Stored data entries:
PR #26, opened 2015-09-14
update runv to support oci specs

gao-feng:
up to oci specs commit `dca1dfdd92405129fba7ba0c91cfade2dae1d615`


laijs:
I don't think we need the `runv spec` command. Even the `runc spec` is not necessary for the future exec-driver.

gao-feng:
The spec `runv spec` generates may provides some different configuration  with other runtimes.

PR #27, opened 2015-09-14
portable shell function definition in case /bin/sh is not bash

justincormack:
autogen.sh does not currently build on Debian/Ubuntu as uses bash specific syntax


laijs:
Thanks

PR #29, opened 2015-09-16
do not link xen libs, dynamic load them instead

gnawux:
then we can build unify binary for all platform, no matter whether
they have xen libs installed.


laijs:
LGTM

PR #237, opened 2021-08-15
[LMS-371] Remove duplicate objects before sync

stephenfuqua:


lalrg (approved):
The bug described is solved, and the code looks fine.

PR #239, opened 2021-08-19
[LMS-355] Add validations to avoid duplicated rows and add integration tests

lalrg:


src/lms-harmonizer/edfi_lms_harmonizer/scripts/mssql/0014_view_assignment_submissions_exceptions.sql
```diff
@@ -7,5 +7,13 @@ CREATE VIEW lmsx.assignment_submissions_exceptions AS
     SELECT * FROM LMS.AssignmentSubmission lmsAssignmentSubmission
     WHERE NOT EXISTS(
             SELECT 1 FROM lmsx.AssignmentSubmission lmsxassignmentsubmission
-                where lmsxassignmentsubmission.AssignmentSubmissionIdentifier = lmsAssignmentSubmission.SourceSystemIdentifier
+                INNER JOIN lmsx.Assignment lmsxassginment
```
stephenfuqua, line 10: In general, I find it a little easier to read like this:

```INNER JOIN lmsx.Assignment as lmsxassignment```

the `as` keyword in SSMS makes it easier to quickly scan the query and find the aliases.

No need to spend time changing this right now. Just something to think about for future work.

stephenfuqua (approved):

EXERCISE AIM
Line by line, retype all of the entries.

OUTPUT
PR #26, opened 2015-09-14
update runv to support oci specs

gao-feng:
up to oci specs commit `dca1dfdd92405129fba7ba0c91cfade2dae1d615`


laijs:
I don't think we need the `runv spec` command. Even the `runc spec` is not necessary for the future exec-driver.

gao-feng:
The spec `runv spec` generates may provides some different configuration  with other runtimes.

PR #27, opened 2015-09-14
portable shell function definition in case /bin/sh is not bash

justincormack:
autogen.sh does not currently build on Debian/Ubuntu as uses bash specific syntax


laijs:
Thanks

PR #29, opened 2015-09-16
do not link xen libs, dynamic load them instead

gnawux:
then we can build unify binary for all platform, no matter whether
they have xen libs installed.


laijs:
LGTM

PR #237, opened 2021-08-15
[LMS-371] Remove duplicate objects before sync

stephenfuqua:


lalrg (approved):
The bug described is solved, and the code looks fine.

PR #239, opened 2021-08-19
[LMS-355] Add validations to avoid duplicated rows and add integration tests

lalrg:


src/lms-harmonizer/edfi_lms_harmonizer/scripts/mssql/0014_view_assignment_submissions_exceptions.sql
```diff
@@ -7,5 +7,13 @@ CREATE VIEW lmsx.assignment_submissions_exceptions AS
     SELECT * FROM LMS.AssignmentSubmission lmsAssignmentSubmission
     WHERE NOT EXISTS(
             SELECT 1 FROM lmsx.AssignmentSubmission lmsxassignmentsubmission
-                where lmsxassignmentsubmission.AssignmentSubmissionIdentifier = lmsAssignmentSubmission.SourceSystemIdentifier
+                INNER JOIN lmsx.Assignment lmsxassginment
```
stephenfuqua, line 10: In general, I find it a little easier to read like this:

```INNER JOIN lmsx.Assignment as lmsxassignment```

the `as` keyword in SSMS makes it easier to quickly scan the query and find the aliases.

No need to spend time changing this right now. Just something to think about for future work.

stephenfuqua (approved):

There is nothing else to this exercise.